PR #688, opened 2017-06-27
Guard several generated methods with OPENDDS_NO_MULTI_TOPIC, they are…

jwillemsen:
… not necessary when the user has disabled multitopics. Extend travis-ci build with a configuration to also build with multi topic disabled

    * .travis.yml:
    * dds/DCPS/FilterEvaluator.h:
    * dds/idl/metaclass_generator.cpp:


.travis.yml
```diff
@@ -12,6 +12,7 @@ env:
     - STATIC=1 NO_DEBUG=1
     - SAFETY_PROFILE=1
     - USES_WCHAR=1
+    - MULTITOPIC=1
```
mitza-oci: Should this be "NO_MULTITOPIC"?

PR #693, opened 2017-06-30
Disable std::(w)string insertion/extraction when using safety profile

jwillemsen:
* dds/DCPS/Serializer.h:
    * dds/DCPS/Serializer.inl:


mitza-oci:
Safety profile travis error:
`SerializerTest.cpp:74:14: error: no match for ‘operator<<’`

Issue #682, opened 2017-06-26
Configure script should update config.h/platform_macros.GNU when they exist


jwillemsen:
At the moment the configure script finds an existing ACE/TAO tree it only recreates default.features. It should also recreate config.h/platform_macros.GNU and safe the old version as backup. I did wanted to build with safety-profile and this requires modified files which where not updated by configure because I have an existing tree

mitza-oci:
It may be a bug that default.features is being overwritten.  The configure script is not designed to re-configure.  You can start from a clean tree using `git clean` (or for an end-user, just removing the working directory and re-expanding the archive).

There are essentially two modes supported by configure:
- configure and build ACE+TAO along with OpenDDS
- use an existing build of ACE+TAO and just configure/build OpenDDS

If the latter mode is being used, we may not overwrite ACE's configuration.  OpenDDS will append to default.features (should be features that ACE+TAO doesn't user).

jwillemsen:
Haven't checked, but could be it will append to default.features, but by appending there and not to platform_macros.GNU I think we get inconsistent configurations, especially when special flags are passed to configure

mitza-oci:
user_macros.GNU was created for that reason.  It is used by configure.

jwillemsen:
When using special configure flags and an existing build we could check if the necessary flags are available in the config.h/platform_macros.GNU/default.features, not that the user thinks he has enabled some special configuration but that it doesn't work due to an existing ACE tree

PR #708, opened 2017-08-14
Configure improvements

jrw972:
Fix to not overwrite/append to default.features.  See #682.


configure
```diff
@@ -1148,6 +1157,84 @@ EOT
...
+        my ($key, $value) = split(/=/, $f);
+        $value = "1" unless defined $value;
+        $requested_macros{$key} = $value;
+      }
+      for my $f (@{$opts{'macros'}}) {
+        my ($key, $value) = split(/=/, $f);
+        $value = "1" unless defined $value;
+        $requested_macros{$key} = $value;
+      }
+      for my $key ('debug', 'optimize', 'inline', 'static', 'ipv6') {
```
mitza-oci: This looks like the @ace_macros list defined above

configure
```diff
@@ -1148,6 +1157,84 @@ EOT
...
+      }
+        # Convert the requested macros.
+      my %requested_macros;
+      for my $f (@platformmacros) {
+        my ($key, $value) = split(/=/, $f);
+        $value = "1" unless defined $value;
+        $requested_macros{$key} = $value;
+      }
+      for my $f (@{$opts{'macros'}}) {
+        my ($key, $value) = split(/=/, $f);
```
mitza-oci: Since this loop is the same as the one above, they could be combined.

configure
```diff
@@ -1148,6 +1157,84 @@ EOT
       }
       dump_and_unlink($DF) if $opts{'dry-run'};
     }
+
+    if (!$buildtao && !defined $opts{'safety-profile'}) {
+      # Read the existing features.
```
mitza-oci: This comment and those below in this chunk can probably be removed (or revised?)

Issue #694, opened 2017-07-07
Dependencies when building Java bindings (generated file not present when needed)


dmorilha:
I am getting an error while trying to build OpenDDS from the GitHub source revision: `23c3c5f5b05846d85cf9853de4946200f8a64b5e`

Here's the error:

```
GNUmakefile: /Users/daniel/src/OpenDDS/java/dds/GNUmakefile.dcps_java MAKEFLAGS=

perl ../../java/build_scripts/javac_wrapper.pl -sourcepath . -d classes -classpath . -implicit:none -classpath ../../lib/i2jrt.jar DDS/DataWriterListener.java
./DDS/TopicDescriptionOperations.java:5: error: cannot find symbol
  DDS.DomainParticipant get_participant();
     ^
  symbol:   class DomainParticipant
  location: package DDS
./DDS/PublisherOperations.java:16: error: cannot find symbol
  DDS.DomainParticipant get_participant();
     ^
  symbol:   class DomainParticipant
  location: package DDS
2 errors
make[1]: *** [classes/DDS/DataWriterListener.class] Error 1
make: *** [dcps_java] Error 2
Daniels-MBP:OpenDDS daniel$
```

--------------------------------

- _PROBLEM_
Sift through the material above and copy each line that holds "using".

- _RESULT FOR THIS EXERCISE_
Disable std::(w)string insertion/extraction when using safety profile
It may be a bug that default.features is being overwritten.  The configure script is not designed to re-configure.  You can start from a clean tree using `git clean` (or for an end-user, just removing the working directory and re-expanding the archive).
When using special configure flags and an existing build we could check if the necessary flags are available in the config.h/platform_macros.GNU/default.features, not that the user thinks he has enabled some special configuration but that it doesn't work due to an existing ACE tree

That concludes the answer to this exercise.